Broadchurch es una mini-serie de televisión que comienza con el hallazgo de un joven muerto. En una escena, la detective que lleva el caso desecha el testimonio de una testigo clave porque descubre que, años atrás, su marido había abusado sexualmente de una de sus hijas y en el juicio había declarado desconocer lo ocurrido. Aunque no fue condenada, perdió la custodia de la menor que le quedaba. Motivo por el que la agente no la consideró apta para testificar, ya que no se creía que ignorara lo que sucedía en su propia casa. La sorpresa viene al final, cuando se descubre que el marido de la detective es el asesino del joven, con el que además mantenía una relación secreta, asunto del que ella tampoco se había enterado.

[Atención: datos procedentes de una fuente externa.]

Issue #5539, opened 2025-01-23
Refactoring Controllers to use Resourceful Actions


gravitystorm:
For a few years we've been slowly refactoring our controllers to use "Resourceful Actions". I think it is worth having an issue here to explain the process, so that other people know what's going on, and how they can help.

In Rails you can name your controller actions whatever you like. For example, we have `go_public` in UsersController and `subscribe` in ChangesetsController. Resourceful actions (sometimes known as "restful" actions, there's no strict terminology here) are where a controller only has actions from the following list:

Historias como ésta nos pueden confundir si las extrapolamos a las muy publicitadas actividades supuestamente ilícitas perpetradas en importantes instituciones: los ERE andaluces, el caso Bárcenas, las visas black, los religiosos pederastas, el caso Palau o el de la familia Pujol. Repetidamente, observamos que todas las personas, relevantes y próximas a los hechos, insisten en que “no sabían nada”. Insistencia que puede dar pábulo a nuestra credulidad, especialmente, si recordamos casos de hijos que ocultan a sus padres el consumo de estupefacientes o cónyuges que esconden su infidelidad. Sin embargo, aceptar como la explicación más plausible —para los presuntos delitos vinculados a esas entidades— que acontecen porque “nadie se entera de lo que sucede” sería un error. Veamos por qué.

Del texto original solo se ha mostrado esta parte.